Setting up Tailwind CSS in a Gatsby project.
Start by creating a new Gatsby project if you don’t have one set up already. The most common approach is to use Gatsby CLI:
gatsby new my-project
cd my-project
Tailwind CSS requires Node.js 12.13.0 or higher.
Install gatsby-plugin-postcss
as well as Tailwind and its peer-dependencies using npm
:
npm install -D gatsby-plugin-postcss tailwindcss@latest postcss@latest autoprefixer@latest
Next, generate your tailwind.config.js
and postcss.config.js
files:
npx tailwindcss init -p
This will create a minimal tailwind.config.js
file at the root of your project:
// tailwind.config.js
module.exports = {
purge: [],
darkMode: false, // or 'media' or 'class'
theme: {
extend: {},
},
variants: {
extend: {},
},
plugins: [],
}
Learn more about configuring Tailwind in the configuration documentation.
It will also create a postcss.config.js
file that includes tailwindcss
and autoprefixer
already configured:
// postcss.config.js
module.exports = {
plugins: {
tailwindcss: {},
autoprefixer: {},
},
}
If you’re planning to use any other PostCSS plugins, you should read our documentation on using PostCSS as your preprocessor for more details about the best way to order them alongside Tailwind.

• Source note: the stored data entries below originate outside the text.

PR #13670, opened 2026-03-18
fix(cli): skip semver prerelease tags in getLatestRelease

jochs:
## Summary

- `getLatestRelease` now detects when GitHub's "latest release" has a semver prerelease tag (e.g. `0.0.0-dev-babaf54d`) and falls back to scanning recent releases for the first stable version
- Adds `isSemverPrerelease()` helper using a simple regex — no new dependencies
- Prevents `semver.inc("0.0.0-dev-babaf54d", "patch")` from computing wrong versions like `0.0.1` instead of the correct next version

## Context

GitHub's "get latest release" API returns the most recent non-draft, non-prerelease release — but "prerelease" refers to GitHub's `prerelease` flag, not the semver concept. Releases tagged `0.0.0-dev-babaf54d` that aren't flagged as GitHub prereleases but ARE semver prereleases get returned as "latest", causing `computeSemanticVersion` to compute incorrect next versions.

## Test plan

- [x] Existing `getLatestRelease` tests still pass
- [x] New test cases cover: fallback to `listReleases`, skipping GitHub drafts/prereleases during fallback, all-prereleases returning undefined, v-prefixed prerelease tags

### DIFF
--- a/packages/commons/github/src/getLatestRelease.ts
+++ b/packages/commons/github/src/getLatestRelease.ts
@@ -54,7 +54,7 @@ export async function getLatestRelease(
         const releases = await octokit.rest.repos.listReleases({
             owner,
             repo,
-            per_page: 15
+            per_page: 100
         });
 
         for (const release of releases.data) {
--- a/packages/commons/github/src/getLatestRelease.ts
+++ b/packages/commons/github/src/getLatestRelease.ts
@@ -51,22 +51,30 @@ export async function getLatestRelease(
 
         // The "latest" release is a semver prerelease — scan recent releases
         // for the first stable (non-semver-prerelease, non-draft, non-GitHub-prerelease) tag.
-        const releases = await octokit.paginate(octokit.rest.repos.listReleases, {
-            owner,
-            repo,
-            per_page: 15
-        });
-
-        for (const release of releases) {
-            if (release.draft || release.prerelease) {
-                continue;
+        // uses pagination which may cause a lot of API calls if there are many recent prerelease/draft versions,
+        //  but this is a rare edge case and the GitHub API doesn't provide a better way to do this
+        const results = await octokit.paginate(
+            octokit.rest.repos.listReleases,
+            {
+                owner,
+                repo,
+                per_page: 15
+            },
+            (response, done) => {
+                for (const release of response.data) {
+                    if (release.draft || release.prerelease) {
+                        continue;
+                    }
+                    if (!isSemverPrerelease(release.tag_name)) {
+                        done();
+                        return [release.tag_name];
+                    }
+                }
+                return [];
             }
-            if (!isSemverPrerelease(release.tag_name)) {
-                return release.tag_name;
-            }
-        }
+        );
 
-        return undefined;
+        return results[0];
     } catch {
         // No releases found (404) or other error — return undefined
         return undefined;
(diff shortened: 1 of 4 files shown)


packages/commons/github/src/getLatestRelease.ts
```diff
@@ -2,12 +2,26 @@ import { Octokit } from "octokit";
 
 import { parseRepository } from "./parseRepository.js";
 
+/**
+ * Returns true if the tag looks like a semver prerelease version.
+ * Matches patterns like "1.0.0-beta", "v0.0.0-dev-abc123", etc.
+ */
+function isSemverPrerelease(tag: string): boolean {
```
jsklan, line 10: `semver.prerelease()` from the `semver` package already does this — returns `null` for stable versions and handles `v` prefixes.
`semver` is already used across the monorepo (core-utils, cli, seed, etc.) so it's a familiar dependency. 
Can we also use that import here instead of the regex?

pnpm-lock.yaml
```diff
@@ -5258,12 +5258,6 @@ importers:
         specifier: ^17.4.1
         version: 17.7.2
 
-  packages/cli/cli/dist/prod-unminified:
-    dependencies:
-      '@boundaryml/baml':
-        specifier: 'catalog:'
-        version: 0.219.0
```
jochs: not sure why this is here... I'm gonna back it out I guess?

jsklan (approved):

packages/commons/github/src/getLatestRelease.ts
```diff
@@ -29,7 +43,30 @@ export async function getLatestRelease(
...
+        if (!isSemverPrerelease(tag)) {
+            return tag;
+        }
+
+        // The "latest" release is a semver prerelease — scan recent releases
+        // for the first stable (non-semver-prerelease, non-draft, non-GitHub-prerelease) tag.
+        const releases = await octokit.rest.repos.listReleases({
+            owner,
+            repo,
+            per_page: 15
```
amckinney: It looks like we arbitrarily only look at the last 15 releases -- if we have a lot of prereleases in that set, we'll fail to find a stable release. We don't have to try _every_ release, but we should at least set a higher limit to prevent that from happening (e.g. 100 releases)? Thoughts?

We could add pagination support here so we actually check every release, but that could lead to a lot of round trips for repositories with tons of releases, so I'd rather leave that out to start.

amckinney (approved):
Beyond the page limit, lgtm! Once that's addressed I'll merge.

packages/commons/github/src/getLatestRelease.ts
jsklan: Hey @jochs, I just chatted with @amckinney and we aligned on increasing the per_page and adding pagination. as the way forward. 

```
const releases = await octokit.paginate(octokit.rest.repos.listReleases, {
      owner,
      repo,
      per_page: 100
  });
```

jochs: if you're using pagination why do you want to up the limit?

jochs: it the vast majority of cases you're gonna take the first release, and pagination already handles fetching the next page, so wouldn't you want to go back down to 15 to avoid sending tons of unnecessary bytes over the wire?

jochs: that's what I'm gonna put up, but feel free to just change it

packages/commons/github/src/getLatestRelease.ts
```diff
@@ -29,7 +43,30 @@ export async function getLatestRelease(
...
+            return tag;
+        }
+
+        // The "latest" release is a semver prerelease — scan recent releases
+        // for the first stable (non-semver-prerelease, non-draft, non-GitHub-prerelease) tag.
+        const releases = await octokit.paginate(octokit.rest.repos.listReleases, {
+            owner,
+            repo,
+            per_page: 15
+        });
```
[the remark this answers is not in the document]
jochs: no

In your tailwind.config.js
file, configure the purge
option with the paths to all of your pages and components so Tailwind can tree-shake unused styles in production builds:
// tailwind.config.js
module.exports = {
- purge: [],
+ purge: ['./src/**/*.{js,jsx,ts,tsx}'],
darkMode: false, // or 'media' or 'class'
theme: {
extend: {},
},
variants: {
extend: {},
},
plugins: [],
}
Read our separate guide on optimizing for production to learn more about tree-shaking unused styles for best performance.
In your gatsby-config.js
file, enable the postcss plugin.
// gatsby-config.js
module.exports = {
/* Your site config here */
- plugins: [],
+ plugins: ['gatsby-plugin-postcss'],
}
Create the ./src/styles/global.css
file
and use the @tailwind
directive to include Tailwind’s base
, components
, and utilities
styles, replacing the original file contents:
/* ./src/styles/global.css */
@tailwind base;
@tailwind components;
@tailwind utilities;
Tailwind will swap these directives out at build-time with all of the styles it generates based on your configured design system.
Read our documentation on adding base styles, extracting components, and adding new utilities for best practices on extending Tailwind with your own custom CSS.

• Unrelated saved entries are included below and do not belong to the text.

PR #13759, opened 2026-03-19
feat(cli-v2): integrate Sentry error reporting

FedeZara:
## Summary

- Integrate Sentry error reporting into CLI v2's `TelemetryClient`, initialized alongside PostHog and gated on the same telemetry opt-in setting.
- Add selective error filtering via `shouldReportToSentry` in `withContext.ts` — only internal/unexpected errors are reported; user-facing errors (validation, auth, CLI usage) and `FernCliError` are excluded.
- Wire `@sentry/esbuild-plugin` into the build pipeline to upload source maps to Sentry during CI builds, with automatic cleanup of `.map` files from the distributed bundle.
- Pass `SENTRY_DSN_CLI` and `SENTRY_AUTH_TOKEN` secrets in `publish-cli.yml` for dev, prod, and manual release jobs.

## Setup required

Two GitHub repository secrets must be created before this takes effect:

| Secret | Purpose |
|---|---|
| `SENTRY_DSN_CLI` | Sentry DSN for the `cli` project (baked into the CLI binary at build time) |
| `SENTRY_AUTH_TOKEN` | Org-scoped Sentry auth token for source map uploads (`project:releases` + `org:read` scopes) |

## Design decisions

- **Centralized in TelemetryClient**: Sentry shares the same `isTelemetryEnabled()` check, `distinctId`, and `flush()` lifecycle as PostHog.
- **Client instance over global API**: Uses `Sentry.NodeClient` instance methods (`captureException`, `flush`) rather than global `Sentry.*` functions to avoid global state.
- **Environment tag**: Build-time `SENTRY_ENVIRONMENT` (`"development"` / `"production"`) is orthogonal to the `ci` tag (runtime detection via `is-ci`).
- **Per-project DSN naming**: Workflow secrets use `SENTRY_DSN_CLI` (mapped to generic `SENTRY_DSN` env var) to support future per-generator DSNs.
- **FernCliError excluded with TODO**: `FernCliError` loses context (it's a blank marker error). A TODO documents the need to refactor it to carry cause/code for future reportability.

## Test plan

- [ ] Add `SENTRY_DSN_CLI` and `SENTRY_AUTH_TOKEN` secrets to the repository
- [ ] Verify dev publish (`publish-cli.yml` dev job) uploads source maps to Sentry
- [ ] Install published dev CLI and trigger an internal error to confirm it appears in Sentry with correct release, environment, tags, and readable stack trace
- [ ] Verify telemetry opt-out (`FERN_TELEMETRY_DISABLED=1`) prevents Sentry initialization

### DIFF
--- a/packages/cli/cli-v2/build-utils.mjs
+++ b/packages/cli/cli-v2/build-utils.mjs
@@ -67,6 +67,8 @@ export async function buildCli(config) {
         tsupOverrides = {}
     } = config;
 
+    const version = process.argv[2] || packageJson.version;
+
     // Build with tsup
     await tsup.build({
         entry: { cli: "src/main.ts" },
@@ -77,7 +79,7 @@ export async function buildCli(config) {
         clean: true,
         env: {
             ...env,
-            CLI_VERSION: process.argv[2] || packageJson.version
+            CLI_VERSION: version
         },
         ...tsupOverrides
     });
--- a/packages/cli/cli-v2/src/telemetry/TelemetryClient.ts
+++ b/packages/cli/cli-v2/src/telemetry/TelemetryClient.ts
@@ -1,4 +1,5 @@
 import { AbsoluteFilePath, doesPathExist, join, RelativeFilePath } from "@fern-api/fs-utils";
+import * as Sentry from "@sentry/node";
 import { mkdir, readFile, writeFile } from "fs/promises";
 import IS_CI from "is-ci";
 import * as os from "os";
@@ -13,11 +14,13 @@ import type { Tags } from "./Tags.js";
 
 export class TelemetryClient {
     private readonly posthog: PostHog | undefined;
+    private readonly sentry: Sentry.NodeClient | undefined;
     private readonly baseTags: Tags;
     private readonly accumulatedTags: Tags = {};
     private cachedDistinctId: string | undefined;
 
     constructor({ isTTY }: { isTTY: boolean }) {
+        const isTelemetryEnabled = this.isTelemetryEnabled();
         const apiKey = process.env.POSTHOG_API_KEY;
         this.baseTags = {
             version: Version,
@@ -27,8 +30,22 @@ export class TelemetryClient {
             tty: isTTY,
             usingAccessToken: process.env.FERN_TOKEN != null
         };
-        this.posthog =
-            apiKey != null && apiKey.length > 0 && this.isTelemetryEnabled() ? new PostHog(apiKey) : undefined;
+        this.posthog = apiKey != null && apiKey.length > 0 && isTelemetryEnabled ? new PostHog(apiKey) : undefined;
+
+        const sentryDsn = process.env.SENTRY_DSN;
+        if (sentryDsn != null && sentryDsn.length > 0 && isTelemetryEnabled) {
+            const sentryEnvironment = process.env.SENTRY_ENVIRONMENT;
+            if (sentryEnvironment == null || sentryEnvironment.length === 0) {
+                throw new Error("SENTRY_ENVIRONMENT must be set when SENTRY_DSN is configured");
+            }
+            this.sentry = Sentry.init({
+                dsn: sentryDsn,
+                release: `cli@${Version}`,
+                environment: sentryEnvironment,
+                defaultIntegrations: false,
+                tracesSampleRate: 0
+            });
+        }
     }
 
     /** Send a named event that inherits base + accumulated properties. */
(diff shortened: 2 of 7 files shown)


packages/cli/cli-v2/src/telemetry/TelemetryClient.ts
```diff
@@ -13,11 +14,13 @@ import type { Tags } from "./Tags.js";
 
 export class TelemetryClient {
     private readonly posthog: PostHog | undefined;
+    private readonly sentry: Sentry.NodeClient | undefined;
     private readonly baseTags: Tags;
     private readonly accumulatedTags: Tags = {};
     private cachedDistinctId: string | undefined;
 
     constructor({ isTTY }: { isTTY: boolean }) {
+        const enabled = this.isTelemetryEnabled();
```
amckinney: nit: we might have other enabled features in this constructor later, so let's give this a more unique name.
```suggestion
        const isTelemetryEnabled = this.isTelemetryEnabled();
```

packages/cli/cli-v2/src/telemetry/TelemetryClient.ts
```diff
@@ -27,8 +30,19 @@ export class TelemetryClient {
...
-        this.posthog =
-            apiKey != null && apiKey.length > 0 && this.isTelemetryEnabled() ? new PostHog(apiKey) : undefined;
+        this.posthog = apiKey != null && apiKey.length > 0 && enabled ? new PostHog(apiKey) : undefined;
+
+        const sentryDsn = process.env.SENTRY_DSN;
+        this.sentry =
+            sentryDsn != null && sentryDsn.length > 0 && enabled
+                ? Sentry.init({
+                      dsn: sentryDsn,
+                      release: `cli-v2@${Version}`,
```
amckinney: Let's just name this `cli@{Version}` for now since we'll eventually just refer to this as the primary CLI and it'll share the same version set as the original.

packages/cli/cli-v2/src/telemetry/TelemetryClient.ts
```diff
@@ -27,8 +30,19 @@ export class TelemetryClient {
...
+                      environment: process.env.SENTRY_ENVIRONMENT || "development",
```
amckinney: Can we instead fail hard if the environment variable isn't set? That way we ensure there are no silent failures, and each compiled CLI is guaranteed to have this env setup in its build step? Plus, this is already set in `build.dev.mjs` so we're good to go there.

packages/cli/cli-v2/src/telemetry/TelemetryClient.ts
```diff
@@ -27,8 +30,19 @@ export class TelemetryClient {
...
+                      defaultIntegrations: false,
+                      tracesSampleRate: 0
```
amckinney: Do we intend to change this at any point?

packages/cli/cli-v2/build-utils.mjs
```diff
@@ -67,6 +68,21 @@ export async function buildCli(config) {
...
+    const version = process.argv[2] || packageJson.version;
+
+    const esbuildPlugins = [];
+    if (process.env.SENTRY_AUTH_TOKEN) {
+        esbuildPlugins.push(
+            sentryEsbuildPlugin({
+                org: "buildwithfern",
+                project: "cli",
+                authToken: process.env.SENTRY_AUTH_TOKEN,
+                release: { name: `cli-v2@${version}` },
```
amckinney: Let's update `cli@${version}` here too.

amckinney (approved):
Only nits, nice work!

.github/workflows/publish-cli.yml
```diff
@@ -60,6 +60,8 @@ jobs:
       AUTH0_DOMAIN: ${{ secrets.AUTH0_DOMAIN }}
       AUTH0_CLIENT_ID: ${{ secrets.AUTH0_CLIENT_ID }}
       POSTHOG_API_KEY: ${{ secrets.POSTHOG_PROJECT_API_KEY }}
+      SENTRY_DSN: ${{ secrets.SENTRY_DSN_CLI }}
+      SENTRY_AUTH_TOKEN: ${{ secrets.SENTRY_AUTH_TOKEN }}
```
amckinney: nit: Update the env/secret to `FERN_SENTRY_AUTH_TOKEN` -- we have other Sentry auth tokens so I want the secret name to be more explicit.

packages/cli/cli-v2/src/telemetry/TelemetryClient.ts
FedeZara: Here's the rationale behind these choices:

- `defaultIntegrations: false` -- Disables Sentry's built-in integrations (HTTP tracing, console breadcrumbs, unhandled rejection handlers, etc.). In a CLI, these add overhead and noise. We only want explicit captureException calls, not automatic instrumentation. No reason to change this.

- `tracesSampleRate: 0` -- Disables performance/transaction tracing entirely. Tracing is designed for long-running services (web servers, APIs) where you want to measure request latency. A CLI is a short-lived process where tracing adds no value -- we care about errors, not performance spans. No reason to change this either.

Let me know if you have different opinions on this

Finally, create a ./gatsby-browser.js
file at the root of your project if it doesn’t already exist, and import your CSS file:
// ./gatsby-browser.js
+ import './src/styles/global.css';
Read the Gatsby documentation on using global styles to learn more about working with global CSS files in Gatsby.
You’re finished! Now when you run gatsby develop
, Tailwind CSS will be ready to use in your Gatsby project.